Which is why he sent someone to Joseph to have him summoned. Whom did he send? Why, Naphtali, of course, Bilhah's fleet-footed son; for Naphtali was still fleet of foot and nimble of tongue despite his years—which needs to be noted, since tradition has likewise cast a veil of carelessness over the age of the brothers. A clear-eyed view says that at the time they were all between the ages of forty-seven and seventy-eight, with Benjamin, the little man, no fewer than twenty-one years behind Zebulun, the third youngest after Joseph. This is mentioned here so that come the day that Jacob gathers his sons to curse and bless them in his last hour, you will not be under the illusion that the tent was full of young folk. All the same, we repeat that Naphtali at seventy-five still retained, almost unimpaired, a sinewy command over his long legs and a babbling agility of the tongue—as well as his need to balance out the earth's knowledge and pass back and forth with its messages.
"My boy," Jacob said to this vigorous old man, "go down from here to the great city where my son, Pharaoh's friend, lives and speak with him, saying, 'Jacob, our father, wishes to speak to your grace about an important matter.' You are not to alarm him so that he thinks I am already dying.
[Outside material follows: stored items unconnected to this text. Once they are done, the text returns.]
PR #923, opened 2016-04-11
Simple refactoring of JobContext.commit()

chavdar:
Refactor JobContext.commit() in preparation for parallelization for the commit logic:

* Refactor the commit logic from the for loop into a separate method processDatasetCommit()
* Refactor the check for support for failed WorkUnit handling into a separte method checkForUnpublishedWUHandling .
* Move commitSequenceBuilder from a instance variable to a local variable in processDatasetCommit().

@zliu41 can you review?

### DIFF
--- a/gobblin-runtime/src/main/java/gobblin/runtime/JobContext.java
+++ b/gobblin-runtime/src/main/java/gobblin/runtime/JobContext.java
@@ -378,8 +378,7 @@ public class JobContext {
     try (Closer closer = Closer.create()) {
       dataPublisherClass = getJobDataPublisherClass(datasetState)
           .or((Class<? extends DataPublisher>) Class.forName(ConfigurationKeys.DEFAULT_DATA_PUBLISHER_TYPE));
-      success = checkForUnpublishedWUHandling(datasetUrn, datasetState, success, dataPublisherClass,
-                                              closer);
+      success = checkForUnpublishedWUHandling(datasetUrn, datasetState,dataPublisherClass, closer);
     } catch (ReflectiveOperationException roe) {
       this.logger.warn("Unable to find publisher class: " + roe, roe);
       success = false;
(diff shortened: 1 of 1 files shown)


gobblin-runtime/src/main/java/gobblin/runtime/JobContext.java
```diff
@@ -350,77 +351,105 @@ void commit() throws IOException {
...
-          allDatasetsCommit = false;
-          if (UnpublishedHandling.class.isAssignableFrom(dataPublisherClass)) {
-            DataPublisher publisher = closer.register(DataPublisher.getInstance(dataPublisherClass, datasetState));
-            this.logger
-                .info(String.format("Calling publisher to handle unpublished work units for dataset %s of job %s.",
-                    datasetUrn, this.jobId));
-            ((UnpublishedHandling) publisher).handleUnpublishedWorkUnits(datasetState.getTaskStatesAsWorkUnitStates());
-          }
-          continue;
+      // NOTE: order here is important as we don't want to skip processDatasetCommit if there was
```
zliu41: If you use `&` then order doesn't matter. If use `&&` then order matters.
In fact you can simply use `&=`

gobblin-runtime/src/main/java/gobblin/runtime/JobContext.java
```diff
@@ -350,77 +351,105 @@ void commit() throws IOException {
...
+      this.logger.warn(String.format("Not committing dataset %s of job %s with commit policy %s and state %s",
+          datasetUrn, this.jobId, this.jobCommitPolicy, datasetState.getState()));
+      if (UnpublishedHandling.class.isAssignableFrom(dataPublisherClass)) {
+        DataPublisher publisher = closer.register(DataPublisher.getInstance(dataPublisherClass, datasetState));
+        this.logger
+            .info(String.format("Calling publisher to handle unpublished work units for dataset %s of job %s.",
+                datasetUrn, this.jobId));
+        ((UnpublishedHandling) publisher).handleUnpublishedWorkUnits(datasetState.getTaskStatesAsWorkUnitStates());
+      }
+      success = false;
```
zliu41: why success = false here?

chavdar: Preserves existing logic. I'll choose better naming. The return result is if the job can be committed.

gobblin-runtime/src/main/java/gobblin/runtime/JobContext.java
chavdar: Good point. Removed the comment.

gobblin-runtime/src/main/java/gobblin/runtime/JobContext.java
chavdar: I've refactored it to move the canCommitDataset(datasetState) check back processDatasetCommit() as the return value here does not make sense.

zliu41:
LGTM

But rather you shall say to him, 'Given the sum of his many years, our father, the old man, is well in Goshen and has no intention of departing this life. But he deems that the hour has come to speak with you about something that concerns
himself, though it Hes beyond his Hfe. Therefore be so kind as to find your way to the house that you prepared for him and to his bed, to which he now generally keeps, though sitting up.' Depart, my boy, bound ahead, and tell him that."
Naphtali swiftly repeated his charge and took to his heels. Had it not taken him several days, for he went on foot, Joseph would have been there at once. For he came by chariot, with a small entourage and Mai-Sakhme, his steward, who put far too much importance in his being in this story to have been kept from accompanying his master. But he waited outside with the other members of the household staff, while Joseph was alone with his father in the tent, in its well-furnished living and sleeping quarters, the stage to which the usually wide-ranging expanse of our story has now contracted. For there, in and around his bed at the rear of this space Jacob spent his last days of life, waited on by Damasek, Eliezer's son (who was himself now called Eliezer), a man dressed in a white belted tunic, who despite youthful features had a bald head wreathed in gray hair.
When viewed by full light of day, the man was actually Jacob's nephew, since Joseph's teacher, Eliezer, was the son of a handmaid and a half brother to the man of blessing. His position, however, was that of a servant, though of one elevated above the rest of the household staff; like his father he called himself Jacob's eldest servant and stood over his house in the same way that Joseph stood over Pharaoh's and Captain Mai-Sakhme over Joseph's. After announcing his son to the father, he stepped outside to join the captain and converse with him as his equal.